Psychology, Faculty of Social Sciences, Tampere University, Tampere, Finland.
INVEST Research Flagship Centre, University of Turku, Turku, Finland.
Eur J Psychotraumatol. 2024;15(1):2349445. doi: 10.1080/20008066.2024.2349445. Epub 2024 May 16.
High levels of post-traumatic stress are well documented among refugees. Yet, refugee adolescents display high heterogeneity in their type of trauma and symptom levels. Following the recurrent plea for validated trauma screening tools, this study investigated the psychometric properties of the Children's Revised Impact of Event Scale (CRIES-8) among refugee adolescents from Afghanistan ( = 148), Syria ( = 234), and Somalia ( = 175) living in Europe. The model fit for the confirmatory factor structures was tested, as well as measurement invariance between the three groups. The robustness of results was evaluated by testing measurement invariance between recently arrived and settled adolescents, and between different response labelling options. Reliability (, , and ordinal ), criterion validity, and prevalence estimates were calculated. The intrusion subscale showed a better stable model fit than the avoidance subscale, but the two-factor structure was mainly supported. Configural measurement invariance was achieved between Afghan and Somali adolescents, and strong measurement invariance between Syrian and Somali adolescents. The results were robust considering the time living in the host country and response labelling styles. Reliability was low among Afghan and Syrian adolescents (.717-.856), whereas it was higher among Somali adolescents (.831-.887). The total score had medium-sized correlations with emotional problems (.303-.418) and low correlations with hyperactivity (.077-.155). There were statistically significant differences in symptom prevalence: Afghan adolescents had higher prevalence (55.5%) than Syrian (42.8%) and Somali (37%) adolescents, and unaccompanied refugee minors had higher symptom prevalence (63.5%) than accompanied adolescents (40.7%). This study mostly supports the use of the CRIES-8 among adolescents from Afghanistan, Syria, and Somalia, and even comparative analyses of group means. Variation in reliability estimates, however, makes diagnostic predictions difficult, as the risk of misclassification is high.

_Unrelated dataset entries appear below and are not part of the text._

PR #549, opened 2025-09-10
Fix/clip v1

### LINKED ISSUE #317: Clipping wflow does NOT clip initial states (and does not automatically add outlet gauge?)

### Reproducible Example

(I can share an example on the Nile basin)

### Current behaviour

When clipping a wflow model the instates are not clipped. Instead, they are copied and pasted as unclipped versions, which cannot be used by the model. Also, a gauge is not automatically placed at the outlet of the clipped model. Users must manually run an update command `-c setup_outlets -v` to address this.

### Desired behaviour

instates.nc file must be clipped as well. Consider also placing a gauge automatically at the outlet of the clipped (sub)basin

### Additional context

_No response_

hboisgon:
## Issue addressed
Fixes #317 

## Explanation
There is now one large WflowModel.clip function that clips staticmaps/geoms/states and updates the config. For WflowSbmModel, tables are also updated.

For staticmaps/forcing/states, component level clip functions were added. For geoms, too many model methods would need to be called (for basins, rivers and outlets) so I decided not to have a clip function unless we decide that it is okay to call WflowModel functions in the component.

Because I wanted to test the states, I updated our compare_model_functions and tranfered to the component.test_equal and component.utils (testing for staticmaps and states are the same and the funciton we had is better than the core GridComponent.test_equal, more informative).

## Checklist
- [ ] Updated tests or added new tests -> TODO maybe still add some unit test for staticmaps/forcing.states.clip although integration test already tests a lot + add tests for clip tables

Inverse_clip will be done in a different PR.


hydromt_wflow/components/staticmaps.py
```diff
@@ -249,6 +254,116 @@ def drop_vars(self, names: list[str], errors: str = "raise"):
...
+                "Kind 'geom' for the region is not recommended as it can lead "
+                "to mistakes in the catchment delineation. Use carefully."
+            )
+            geom = hydromt.processes.region.parse_region_geom(region)
+        else:
+            raise ValueError(
+                f"wflow region kind not understood or supported: {kind}. "
+                "Use 'basin', 'subbasin', 'bbox' or 'geom'."
+            )
+
```
Tjalling-dejong, line 332: This part is still uncovered by tests. Could you add a test for these cases as well?

hydromt_wflow/components/utils.py
Tjalling-dejong, line 1: test_equal_grid_data has still many lines of uncovered code.

hydromt_wflow/wflow_sediment.py
Tjalling-dejong, line 1: clip method for wflow sediment is still untested.

Tjalling-dejong (commented):
Nice work! You're nearly there. I just added some comments on test coverage and a typo. I was also wondering why we need duplicate data in the linux64 folder.  I understand that it has to do with testing on different OSs, but shoudnt we then test in a different way. I'm just not liking the repository bloating with the data, especially duplicate data.

Tjalling-dejong (approved):
LGTM 👍

PR #571, opened 2025-09-25
Fix navigation bar layout

deltamarnix:
Version switcher is in front, just like in the theme docs itself: https://pydata-sphinx-theme.readthedocs.io/en/stable/user_guide/layout.html

## Issue addressed
Fixes part of #351 with the topbar layout

## Explanation
Moved the version switcher to the center, and put the alignment on left.

image

## Checklist


JoostBuitink:
"Drive by comment" ;) Would it be possible to adjust it so the top bar takes only one row of space? So similar to the current stable docs (see below). Perhaps requires the tabs to be renamed/organized, perhaps also using "more" option, similar to hydromt-core?

image

PR #587, opened 2025-10-01
Fix/staticmap coordinates bug

Tjalling-dejong:
## Issue addressed
Generating a new model would introduce mask and meta_subgrid_outlet_idx coordinates in the staticmaps. This was also not picked up by test_equal_grid_data.  

## Explanation
I improved test_equal_grid_data and also added an extra check on the coordinates. Furthermore, I removed the mask coordinate from the staticmaps when writing and set meta_subgrid_outlet_idx as data variable instead as a coordinate

## Checklist

### DIFF
--- a/.github/workflows/compare-benchmark.yml
+++ b/.github/workflows/compare-benchmark.yml
@@ -18,7 +18,7 @@ jobs:
         uses: actions/checkout@v5
 
       - name: Setup pixi env
-        uses: prefix-dev/setup-pixi@v0.9.0
+        uses: prefix-dev/setup-pixi@v0.9.1
         with:
           pixi-version: "v0.45.0"
           environments: test-full-py311
--- a/.github/workflows/docs.yml
+++ b/.github/workflows/docs.yml
@@ -45,7 +45,7 @@ jobs:
         uses: actions/checkout@v5
 
       - name: Setup pixi env
-        uses: prefix-dev/setup-pixi@v0.9.0
+        uses: prefix-dev/setup-pixi@v0.9.1
         with:
           pixi-version: "v0.47.0"
           environments: docs
--- a/.github/workflows/lock.yml
+++ b/.github/workflows/lock.yml
@@ -32,7 +32,7 @@ jobs:
         uses: actions/checkout@v5
 
       - name: Set up pixi
-        uses: prefix-dev/setup-pixi@v0.9.0
+        uses: prefix-dev/setup-pixi@v0.9.1
         with:
           run-install: false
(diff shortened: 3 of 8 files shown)


hydromt_wflow/components/staticmaps.py
```diff
@@ -125,6 +125,9 @@ def write(
         # Check for input dir
         p_input = Path(self.model.config.get_value("dir_input", fallback=""), p)
 
+        # Clean up data
+        self.data.drop_vars(["mask"], errors="ignore")
```
deltamarnix, line 129: @JoostBuitink Is it okay to drop the mask variable in the staticmaps during the write? Does Wflow use it in any way?

deltamarnix, line 129: @JoostBuitink Is it okay to drop `mask` from the staticmaps? Is that variable used?

hydromt_wflow/wflow_base.py
```diff
@@ -427,6 +427,11 @@ def setup_basemaps(
         # rename idx_out coords
         if "idx_out" in ds_base:
             ds_base = ds_base.rename({"idx_out": "meta_subgrid_outlet_idx"})
+            # Set meta_subgrid as a data variable instead of coordinate
+            da_outlet = ds_base["meta_subgrid_outlet_idx"]
+            ds_base = ds_base.drop_vars("meta_subgrid_outlet_idx")
+            ds_base["meta_subgrid_outlet_idx"] = da_outlet
+
```
deltamarnix, line 434: Copilot suggests to take a look at [`reset_coords`](https://docs.xarray.dev/en/stable/generated/xarray.Dataset.reset_coords.html). Does that do what you expect? Might save you some lines of code.

```suggestion
            # Set meta_subgrid as a data variable instead of coordinate
            ds_base = ds_base.reset_coords("meta_subgrid_outlet_idx", drop=False)
```

deltamarnix (changes requested):
Is it as simple as removing the mask variable? Can you verify that it is never used?

hydromt_wflow/components/staticmaps.py
JoostBuitink: As far as I am aware, the mask variable is not used nor required by wflow. I do see the "mask" layer being used several times in the hydromt_wflow code, however, so perhaps good to check with @hboisgon if this layer has any actual use.

JoostBuitink: See my comment to the comment above!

创伤后应激水平在难民中已有大量记录。然而,难民青少年在其创伤类型和症状水平上表现出高度的异质性。在反复呼吁使用经过验证的创伤筛查工具之后,本研究调查了儿童修订后的创伤后应激量表(CRIES-8)在欧洲的阿富汗(n=148)、叙利亚(n=234)和索马里(n=175)难民青少年中的心理测量特性。验证了验证性因素结构的模型拟合度,以及三组之间的测量不变性。通过测试最近抵达和定居的青少年以及不同反应标签选项之间的测量不变性,评估了结果的稳健性。计算了可靠性(、、和 ordinal)、效标效度和患病率估计值。入侵子量表的稳定模型拟合度优于回避子量表,但主要支持两因素结构。阿富汗和索马里青少年之间实现了配置测量不变性,叙利亚和索马里青少年之间实现了强测量不变性。考虑到在收容国居住的时间和反应标签样式,结果是稳健的。阿富汗和叙利亚青少年的可靠性较低(.717-.856),而索马里青少年的可靠性较高(.831-.887)。总分与情绪问题(.303-.418)呈中等相关,与多动(.077-.155)呈低相关。症状患病率存在统计学显著差异:阿富汗青少年的患病率(55.5%)高于叙利亚(42.8%)和索马里(37%)青少年,无人陪伴的难民未成年人的症状患病率(63.5%)高于有陪伴的青少年(40.7%)。本研究主要支持在阿富汗、叙利亚和索马里的青少年中使用 CRIES-8,甚至支持对组平均值进行比较分析。然而,可靠性估计值的变化使得诊断预测变得困难,因为错误分类的风险很高。